A person walks past Lahaina’s beloved 150-year-old Banyan tree on Saturday.

The Bureau of Alcohol, Tobacco, Firearms and Explosives’ National Response Team will determine the origin and cause of the wildfire that killed at least 111 people and leveled much of Lahaina, according to the U.S. Department of Justice.

NRT members will arrive from the ATF’s Honolulu Field Office and the Seattle Field Division today to help Maui firefighters and other partners on the ground, DOJ said today in a news release.

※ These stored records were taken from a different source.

PR #374, opened 2023-08-06
Get hover from multiple lsps

MartinAskestad:
I don't really intend for this to be merged, but it could perhaps be a stepping stone for a more robust solution.

What I've done is I have the Hover function retrieve a list of LSPs for the current buffer that have the hover feature. And then loop through these and request the hover information. For the LSP that can't find hover info for the current position, it will just print out an error saying it can't find any info. This is the same behavior as today. But if another LSP finds something to display in the hover popup, it will display this.

So my test consists of angular-language-server, typescript-language-server and vscode-html-language-server. In a typescript document with inline html, I can hover on the html-properties and angular-ls will respond with a popup. But if I hover on something in typescript, typescript-ls will respond. Works as indented.

Here I'm hovering on a html property within a string in typescript, and angular-ls responds.
image

Here I'm hovering over a typescript property and typescript-ls responds.
image

The warning on the bottom comes from the other LSP that didn't find any hover info. This should be pretty easy to hide?

There is however an issue when two or more LSPs can show hover on the same position. In html-documents both vscode-html-ls and angular-ls can show hover on html-tags. Vscode has a lot of info on what kind of tag you are hovering over and also you can hover on attribute names. Angular-ls just says what kind of tag it is. But the overlap can give a result you didn't want, so here a mechanism for prioritizing the LSP is needed. I couldn't really figure out a decent way to do that yet.

Again, I don't really expect you to merge this, but what do you think if the idea that two or more LSPs can respond on the same feature on the same document? If this would work on things like completion and such it would really be terrific for my when I work with my angular projects in particular.

### DIFF
--- a/autoload/lsp/buffer.vim
+++ b/autoload/lsp/buffer.vim
@@ -59,6 +59,54 @@ var SupportedCheckFns = {
   workspaceSymbol: (lspserver) => lspserver.isWorkspaceSymbolProvider
 }
 
+# Returns the LSP servers for the buffer "bnr".  If "feature" is specified,
+# then returns the LSP servers that provides the "feature".
+# Returns an  empty list if the server is not found.
+export def BufLspServerGetList(bnr: number, feature: string = null_string): list<dict<any>>
+  if !bufnrToServers->has_key(bnr)
+    return []
+  endif
+
+  if bufnrToServers[bnr]->empty()
+    return []
+  endif
+
+  if feature == null_string
+    return bufnrToServers[bnr]
+  endif
+
+  if !SupportedCheckFns->has_key(feature)
+    # If this happns it is a programming error, and should be fixed in the
+    # source code
+    :throw $'Error: ''{feature}'' is not a valid feature'
+  endif
+
+  var SupportedCheckFn = SupportedCheckFns[feature]
+
+  var possibleLSPs: list<dict<any>> = []
+
+  for lspserver in bufnrToServers[bnr]
+    if !lspserver.ready || !SupportedCheckFn(lspserver)
+      continue
+    endif
+
+    possibleLSPs->add(lspserver)
+  endfor
+
+  if possibleLSPs->empty()
+    return []
+  endif
+
+  # LSP server is configured to be a provider for "feature"
+  possibleLSPs->filter((_, lsp) => lsp.features->get(feature, false))
+
+  # Return the LSP servers that supports "feature" and doesn't have it
+  # disabled
+  possibleLSPs->filter((_, lsp) => lsp.featureEnabled(feature))
+
+  return possibleLSPs
+enddef
+
 # Returns the LSP server for the buffer "bnr".  If "feature" is specified,
 # then returns the LSP server that provides the "feature".
 # Returns an empty dict if the server is not found.
@@ -142,6 +190,12 @@ export def BufLspServersGet(bnr: number): list<dict<any>>
   return bufnrToServers[bnr]
 enddef
 
+# Returns the LSP servers for the current buffer with the optionally "feature".
+# Returns an empty list if the server is not found.
+export def CurbufGetServerList(feature: string = null_string): list<dict<any>>
+  return BufLspServerGetList(bufnr(), feature)
+enddef
+
 # Returns the LSP server for the current buffer with the optionally "feature".
 # Returns an empty dict if the server is not found.
 export def CurbufGetServer(feature: string = null_string): dict<any>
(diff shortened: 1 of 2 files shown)


autoload/lsp/buffer.vim
```diff
@@ -59,6 +59,54 @@ var SupportedCheckFns = {
...
 
+# Returns the LSP servers for the buffer "bnr".  If "feature" is specified,
+# then returns the LSP servers that provides the "feature".
+# Returns an  empty list if the server is not found.
+export def BufLspServerGetList(bnr: number, feature: string = null_string): list<dict<any>>
+  if !bufnrToServers->has_key(bnr)
+    return []
+  endif
+
+  if bufnrToServers[bnr]->empty()
```
yegappan, line 70: Can you merge this "if" check with the previous one?

autoload/lsp/buffer.vim
```diff
@@ -59,6 +59,54 @@ var SupportedCheckFns = {
...
+  if possibleLSPs->empty()
+    return []
+  endif
+
+  # LSP server is configured to be a provider for "feature"
+  possibleLSPs->filter((_, lsp) => lsp.features->get(feature, false))
+
+  # Return the LSP servers that supports "feature" and doesn't have it
+  # disabled
+  possibleLSPs->filter((_, lsp) => lsp.featureEnabled(feature))
```
yegappan, line 105: This test and the test on line 101 do the same.

autoload/lsp/buffer.vim
```diff
@@ -160,6 +214,29 @@ export def BufHasLspServer(bnr: number): bool
   return !lspserver->empty()
 enddef
 
+# Returns the LSP servers for the current buffer with the optinally "feature" if
```
yegappan, line 217: Type: "optinally" -> "optional"

autoload/lsp/lsp.vim
```diff
@@ -764,12 +764,14 @@ enddef
...
-  var lspserver: dict<any> = buf.CurbufGetServerChecked('hover')
-  if lspserver->empty()
+  var lspservers: list<dict<any>> = buf.CurbufGetServerCheckedList('hover')
+  if lspservers->empty()
     return
   endif
 
-  lspserver.hover(cmdmods)
+  for lspserver in lspservers
+    lspserver.hover(cmdmods)
```
yegappan, line 773: If one LSP server provides the hover information, then there is no need to query other servers for hover information.

yegappan:
The warning message if the hover information is not found can be changed to display only if all the LSP servers return empty information.

Also, after valid information is returned by an LSP server, there is no need to query other subsequent servers (as this will slow down the operation).

This approach can be used for synchronous LSP requests.  But for asynchronous LSP requests this approach will not work.  Completion currently uses asynchronous RPC to get the completion matches from the LSP server.

autoload/lsp/lsp.vim
MartinAskestad: Doesn't thst check for hover for the whole document and not the current location? Since different LSPs can give more or less relevant info depending on location, each needs to be queried?

yegappan: How will we display the hover information in a popup from different LSP servers?  We can display the information from only one LSP server.

MartinAskestad: That is something I still haven't solved. In my example above, angular-ls gave a reply when I triggered hover on the html-code that is inside a string. And the reason there is also a warning about documentation not found, that is typescript-ls answering. The same with the other example where typescript-ls answered with a good reply but angular-ls answered documentation not found.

The ATF’s team will include one electrical engineer from the ATF Fire Research Laboratory, two Certified Fire Investigators, a CFI candidate from the Honolulu Field Office, and one Arson and Explosives Group Supervisor from the Seattle Field Division.

“We were all devastated to learn of the loss of life and property on Maui from the Hawaii wildfires,” said ATF Seattle Field Division Special Agent in Charge Jonathan T. McPherson, in a statement. “We hope the deployment of National Response Team resources will allow the residents of Maui, and the state and nation as a whole, to know that we will do everything in our power to support our local counterparts in determining the origin and cause of the wildfires there, and hopefully bring some healing to the community.”

This is the 21st NRT activation this fiscal year and the 910th since the program began in 1978, according to the release.

The NRT team provides an immediate and sustained nationwide response capability, “typically deploying within 24 hours of notification, with state-of-the-art equipment and highly qualified ATF personnel specializing in fire origin and cause determination.”

The NRT most recently helped with the Grande Costa D’Avorio ship fire investigation in July in the Port of Newark and the Nashville Christmas Day bombing.

The team was also on the ground after the Sept. 11, 2001, attack on the Pentagon, and bomb attacks on the Centennial Olympic Park in Atlanta in 1996, the federal building in Oklahoma City in 1995 and the World Trade Center in 1993.